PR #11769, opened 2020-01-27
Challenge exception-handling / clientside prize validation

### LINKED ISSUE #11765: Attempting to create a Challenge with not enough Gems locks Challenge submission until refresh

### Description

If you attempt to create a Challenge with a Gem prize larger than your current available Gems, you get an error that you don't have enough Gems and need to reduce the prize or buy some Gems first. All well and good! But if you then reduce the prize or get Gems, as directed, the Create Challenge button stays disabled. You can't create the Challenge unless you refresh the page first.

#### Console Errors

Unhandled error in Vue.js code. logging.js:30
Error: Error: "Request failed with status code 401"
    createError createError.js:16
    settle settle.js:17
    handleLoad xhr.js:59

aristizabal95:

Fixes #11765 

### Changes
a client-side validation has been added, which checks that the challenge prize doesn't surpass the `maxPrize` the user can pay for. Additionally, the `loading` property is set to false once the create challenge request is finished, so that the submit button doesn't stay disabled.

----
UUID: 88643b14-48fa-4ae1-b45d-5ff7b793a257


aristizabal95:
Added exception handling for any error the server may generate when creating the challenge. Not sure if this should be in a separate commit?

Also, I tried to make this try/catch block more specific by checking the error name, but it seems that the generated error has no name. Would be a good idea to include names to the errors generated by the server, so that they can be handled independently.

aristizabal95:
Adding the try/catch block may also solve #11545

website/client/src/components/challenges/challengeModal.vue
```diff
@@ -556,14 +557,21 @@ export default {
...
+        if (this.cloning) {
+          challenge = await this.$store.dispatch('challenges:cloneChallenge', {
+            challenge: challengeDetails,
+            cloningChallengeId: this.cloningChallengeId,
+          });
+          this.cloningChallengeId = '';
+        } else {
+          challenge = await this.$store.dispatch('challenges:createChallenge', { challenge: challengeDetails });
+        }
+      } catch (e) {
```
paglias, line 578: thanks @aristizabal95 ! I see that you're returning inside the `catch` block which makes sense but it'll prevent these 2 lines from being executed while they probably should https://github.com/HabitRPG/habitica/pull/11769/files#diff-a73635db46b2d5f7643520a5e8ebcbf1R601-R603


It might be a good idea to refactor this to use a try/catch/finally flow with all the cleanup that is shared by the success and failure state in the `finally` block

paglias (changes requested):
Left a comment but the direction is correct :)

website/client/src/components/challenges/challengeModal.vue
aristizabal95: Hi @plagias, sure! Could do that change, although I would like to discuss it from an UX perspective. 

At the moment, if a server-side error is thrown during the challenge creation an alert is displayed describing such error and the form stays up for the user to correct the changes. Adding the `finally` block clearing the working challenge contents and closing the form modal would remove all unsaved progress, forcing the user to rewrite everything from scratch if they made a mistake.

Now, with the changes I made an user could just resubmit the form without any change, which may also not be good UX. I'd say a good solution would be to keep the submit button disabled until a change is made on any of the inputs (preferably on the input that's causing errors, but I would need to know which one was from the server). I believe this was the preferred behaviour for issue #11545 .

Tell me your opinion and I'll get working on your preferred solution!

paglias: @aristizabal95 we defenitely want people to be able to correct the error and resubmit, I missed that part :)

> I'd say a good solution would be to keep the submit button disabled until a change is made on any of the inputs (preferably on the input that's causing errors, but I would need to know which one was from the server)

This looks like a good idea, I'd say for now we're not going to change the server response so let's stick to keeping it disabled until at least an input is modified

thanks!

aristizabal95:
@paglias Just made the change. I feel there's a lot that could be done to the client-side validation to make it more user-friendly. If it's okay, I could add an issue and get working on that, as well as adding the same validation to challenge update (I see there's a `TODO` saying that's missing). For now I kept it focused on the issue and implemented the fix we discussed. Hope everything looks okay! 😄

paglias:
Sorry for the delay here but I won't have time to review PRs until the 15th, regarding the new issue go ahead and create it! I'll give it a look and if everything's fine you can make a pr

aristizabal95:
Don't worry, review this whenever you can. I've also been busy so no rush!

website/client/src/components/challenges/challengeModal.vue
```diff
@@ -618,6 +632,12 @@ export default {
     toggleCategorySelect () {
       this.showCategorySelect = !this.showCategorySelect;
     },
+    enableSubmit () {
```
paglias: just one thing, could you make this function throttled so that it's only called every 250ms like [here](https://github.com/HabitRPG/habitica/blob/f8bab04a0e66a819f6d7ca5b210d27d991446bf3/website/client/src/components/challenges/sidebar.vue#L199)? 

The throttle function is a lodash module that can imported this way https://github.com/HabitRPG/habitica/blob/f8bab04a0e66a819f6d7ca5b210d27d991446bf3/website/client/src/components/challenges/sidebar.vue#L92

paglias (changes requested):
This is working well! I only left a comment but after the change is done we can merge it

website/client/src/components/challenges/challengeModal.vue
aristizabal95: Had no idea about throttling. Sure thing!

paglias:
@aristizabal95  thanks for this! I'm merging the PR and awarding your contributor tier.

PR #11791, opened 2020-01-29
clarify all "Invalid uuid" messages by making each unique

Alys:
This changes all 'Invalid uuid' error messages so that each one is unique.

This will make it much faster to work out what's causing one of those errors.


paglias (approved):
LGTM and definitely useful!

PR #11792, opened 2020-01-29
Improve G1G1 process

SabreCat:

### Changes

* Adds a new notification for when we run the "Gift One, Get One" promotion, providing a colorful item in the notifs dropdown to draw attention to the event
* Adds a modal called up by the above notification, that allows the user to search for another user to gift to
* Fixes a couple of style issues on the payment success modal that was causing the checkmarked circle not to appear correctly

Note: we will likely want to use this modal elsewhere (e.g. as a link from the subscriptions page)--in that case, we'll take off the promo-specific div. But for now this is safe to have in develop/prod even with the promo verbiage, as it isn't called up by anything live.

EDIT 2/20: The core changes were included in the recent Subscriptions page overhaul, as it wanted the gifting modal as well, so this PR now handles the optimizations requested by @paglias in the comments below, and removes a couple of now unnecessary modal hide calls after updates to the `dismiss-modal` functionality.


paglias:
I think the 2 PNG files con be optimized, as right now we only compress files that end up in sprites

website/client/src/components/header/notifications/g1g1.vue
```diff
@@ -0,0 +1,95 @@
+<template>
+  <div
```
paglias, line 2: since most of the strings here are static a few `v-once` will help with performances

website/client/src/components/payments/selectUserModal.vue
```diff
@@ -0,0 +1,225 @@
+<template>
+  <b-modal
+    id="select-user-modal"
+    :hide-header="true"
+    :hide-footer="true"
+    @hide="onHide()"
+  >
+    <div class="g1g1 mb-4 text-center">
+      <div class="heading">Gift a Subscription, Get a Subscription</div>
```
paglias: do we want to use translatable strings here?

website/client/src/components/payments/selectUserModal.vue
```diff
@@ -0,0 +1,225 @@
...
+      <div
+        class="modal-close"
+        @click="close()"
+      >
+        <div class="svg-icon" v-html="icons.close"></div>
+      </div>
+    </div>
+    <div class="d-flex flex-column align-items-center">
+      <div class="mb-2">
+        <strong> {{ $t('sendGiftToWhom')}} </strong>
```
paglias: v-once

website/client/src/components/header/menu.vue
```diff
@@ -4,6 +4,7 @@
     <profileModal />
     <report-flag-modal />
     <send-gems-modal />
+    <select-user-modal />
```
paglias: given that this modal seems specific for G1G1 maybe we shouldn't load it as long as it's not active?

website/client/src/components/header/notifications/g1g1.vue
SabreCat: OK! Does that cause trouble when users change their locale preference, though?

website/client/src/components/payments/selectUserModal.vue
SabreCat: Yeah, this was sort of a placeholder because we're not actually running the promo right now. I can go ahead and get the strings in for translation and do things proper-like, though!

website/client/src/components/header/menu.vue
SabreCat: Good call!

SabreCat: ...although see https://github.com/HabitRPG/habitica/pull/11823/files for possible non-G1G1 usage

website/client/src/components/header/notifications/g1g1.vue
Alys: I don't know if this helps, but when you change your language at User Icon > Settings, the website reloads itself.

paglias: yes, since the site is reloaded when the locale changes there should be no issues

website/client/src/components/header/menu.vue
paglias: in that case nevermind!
* * * * *
Copy the listing in full, and keep every word exactly as it is.

▶ ANSWER SECTION:
PR #11769, opened 2020-01-27
Challenge exception-handling / clientside prize validation

### LINKED ISSUE #11765: Attempting to create a Challenge with not enough Gems locks Challenge submission until refresh

### Description

If you attempt to create a Challenge with a Gem prize larger than your current available Gems, you get an error that you don't have enough Gems and need to reduce the prize or buy some Gems first. All well and good! But if you then reduce the prize or get Gems, as directed, the Create Challenge button stays disabled. You can't create the Challenge unless you refresh the page first.

#### Console Errors

Unhandled error in Vue.js code. logging.js:30
Error: Error: "Request failed with status code 401"
    createError createError.js:16
    settle settle.js:17
    handleLoad xhr.js:59

aristizabal95:

Fixes #11765 

### Changes
a client-side validation has been added, which checks that the challenge prize doesn't surpass the `maxPrize` the user can pay for. Additionally, the `loading` property is set to false once the create challenge request is finished, so that the submit button doesn't stay disabled.

----
UUID: 88643b14-48fa-4ae1-b45d-5ff7b793a257


aristizabal95:
Added exception handling for any error the server may generate when creating the challenge. Not sure if this should be in a separate commit?

Also, I tried to make this try/catch block more specific by checking the error name, but it seems that the generated error has no name. Would be a good idea to include names to the errors generated by the server, so that they can be handled independently.

aristizabal95:
Adding the try/catch block may also solve #11545

website/client/src/components/challenges/challengeModal.vue
```diff
@@ -556,14 +557,21 @@ export default {
...
+        if (this.cloning) {
+          challenge = await this.$store.dispatch('challenges:cloneChallenge', {
+            challenge: challengeDetails,
+            cloningChallengeId: this.cloningChallengeId,
+          });
+          this.cloningChallengeId = '';
+        } else {
+          challenge = await this.$store.dispatch('challenges:createChallenge', { challenge: challengeDetails });
+        }
+      } catch (e) {
```
paglias, line 578: thanks @aristizabal95 ! I see that you're returning inside the `catch` block which makes sense but it'll prevent these 2 lines from being executed while they probably should https://github.com/HabitRPG/habitica/pull/11769/files#diff-a73635db46b2d5f7643520a5e8ebcbf1R601-R603


It might be a good idea to refactor this to use a try/catch/finally flow with all the cleanup that is shared by the success and failure state in the `finally` block

paglias (changes requested):
Left a comment but the direction is correct :)

website/client/src/components/challenges/challengeModal.vue
aristizabal95: Hi @plagias, sure! Could do that change, although I would like to discuss it from an UX perspective. 

At the moment, if a server-side error is thrown during the challenge creation an alert is displayed describing such error and the form stays up for the user to correct the changes. Adding the `finally` block clearing the working challenge contents and closing the form modal would remove all unsaved progress, forcing the user to rewrite everything from scratch if they made a mistake.

Now, with the changes I made an user could just resubmit the form without any change, which may also not be good UX. I'd say a good solution would be to keep the submit button disabled until a change is made on any of the inputs (preferably on the input that's causing errors, but I would need to know which one was from the server). I believe this was the preferred behaviour for issue #11545 .

Tell me your opinion and I'll get working on your preferred solution!

paglias: @aristizabal95 we defenitely want people to be able to correct the error and resubmit, I missed that part :)

> I'd say a good solution would be to keep the submit button disabled until a change is made on any of the inputs (preferably on the input that's causing errors, but I would need to know which one was from the server)

This looks like a good idea, I'd say for now we're not going to change the server response so let's stick to keeping it disabled until at least an input is modified

thanks!

aristizabal95:
@paglias Just made the change. I feel there's a lot that could be done to the client-side validation to make it more user-friendly. If it's okay, I could add an issue and get working on that, as well as adding the same validation to challenge update (I see there's a `TODO` saying that's missing). For now I kept it focused on the issue and implemented the fix we discussed. Hope everything looks okay! 😄

paglias:
Sorry for the delay here but I won't have time to review PRs until the 15th, regarding the new issue go ahead and create it! I'll give it a look and if everything's fine you can make a pr

aristizabal95:
Don't worry, review this whenever you can. I've also been busy so no rush!

website/client/src/components/challenges/challengeModal.vue
```diff
@@ -618,6 +632,12 @@ export default {
     toggleCategorySelect () {
       this.showCategorySelect = !this.showCategorySelect;
     },
+    enableSubmit () {
```
paglias: just one thing, could you make this function throttled so that it's only called every 250ms like [here](https://github.com/HabitRPG/habitica/blob/f8bab04a0e66a819f6d7ca5b210d27d991446bf3/website/client/src/components/challenges/sidebar.vue#L199)? 

The throttle function is a lodash module that can imported this way https://github.com/HabitRPG/habitica/blob/f8bab04a0e66a819f6d7ca5b210d27d991446bf3/website/client/src/components/challenges/sidebar.vue#L92

paglias (changes requested):
This is working well! I only left a comment but after the change is done we can merge it

website/client/src/components/challenges/challengeModal.vue
aristizabal95: Had no idea about throttling. Sure thing!

paglias:
@aristizabal95  thanks for this! I'm merging the PR and awarding your contributor tier.

PR #11791, opened 2020-01-29
clarify all "Invalid uuid" messages by making each unique

Alys:
This changes all 'Invalid uuid' error messages so that each one is unique.

This will make it much faster to work out what's causing one of those errors.


paglias (approved):
LGTM and definitely useful!

PR #11792, opened 2020-01-29
Improve G1G1 process

SabreCat:

### Changes

* Adds a new notification for when we run the "Gift One, Get One" promotion, providing a colorful item in the notifs dropdown to draw attention to the event
* Adds a modal called up by the above notification, that allows the user to search for another user to gift to
* Fixes a couple of style issues on the payment success modal that was causing the checkmarked circle not to appear correctly

Note: we will likely want to use this modal elsewhere (e.g. as a link from the subscriptions page)--in that case, we'll take off the promo-specific div. But for now this is safe to have in develop/prod even with the promo verbiage, as it isn't called up by anything live.

EDIT 2/20: The core changes were included in the recent Subscriptions page overhaul, as it wanted the gifting modal as well, so this PR now handles the optimizations requested by @paglias in the comments below, and removes a couple of now unnecessary modal hide calls after updates to the `dismiss-modal` functionality.


paglias:
I think the 2 PNG files con be optimized, as right now we only compress files that end up in sprites

website/client/src/components/header/notifications/g1g1.vue
```diff
@@ -0,0 +1,95 @@
+<template>
+  <div
```
paglias, line 2: since most of the strings here are static a few `v-once` will help with performances

website/client/src/components/payments/selectUserModal.vue
```diff
@@ -0,0 +1,225 @@
+<template>
+  <b-modal
+    id="select-user-modal"
+    :hide-header="true"
+    :hide-footer="true"
+    @hide="onHide()"
+  >
+    <div class="g1g1 mb-4 text-center">
+      <div class="heading">Gift a Subscription, Get a Subscription</div>
```
paglias: do we want to use translatable strings here?

website/client/src/components/payments/selectUserModal.vue
```diff
@@ -0,0 +1,225 @@
...
+      <div
+        class="modal-close"
+        @click="close()"
+      >
+        <div class="svg-icon" v-html="icons.close"></div>
+      </div>
+    </div>
+    <div class="d-flex flex-column align-items-center">
+      <div class="mb-2">
+        <strong> {{ $t('sendGiftToWhom')}} </strong>
```
paglias: v-once

website/client/src/components/header/menu.vue
```diff
@@ -4,6 +4,7 @@
     <profileModal />
     <report-flag-modal />
     <send-gems-modal />
+    <select-user-modal />
```
paglias: given that this modal seems specific for G1G1 maybe we shouldn't load it as long as it's not active?

website/client/src/components/header/notifications/g1g1.vue
SabreCat: OK! Does that cause trouble when users change their locale preference, though?

website/client/src/components/payments/selectUserModal.vue
SabreCat: Yeah, this was sort of a placeholder because we're not actually running the promo right now. I can go ahead and get the strings in for translation and do things proper-like, though!

website/client/src/components/header/menu.vue
SabreCat: Good call!

SabreCat: ...although see https://github.com/HabitRPG/habitica/pull/11823/files for possible non-G1G1 usage

website/client/src/components/header/notifications/g1g1.vue
Alys: I don't know if this helps, but when you change your language at User Icon > Settings, the website reloads itself.

paglias: yes, since the site is reloaded when the locale changes there should be no issues

website/client/src/components/header/menu.vue
paglias: in that case nevermind!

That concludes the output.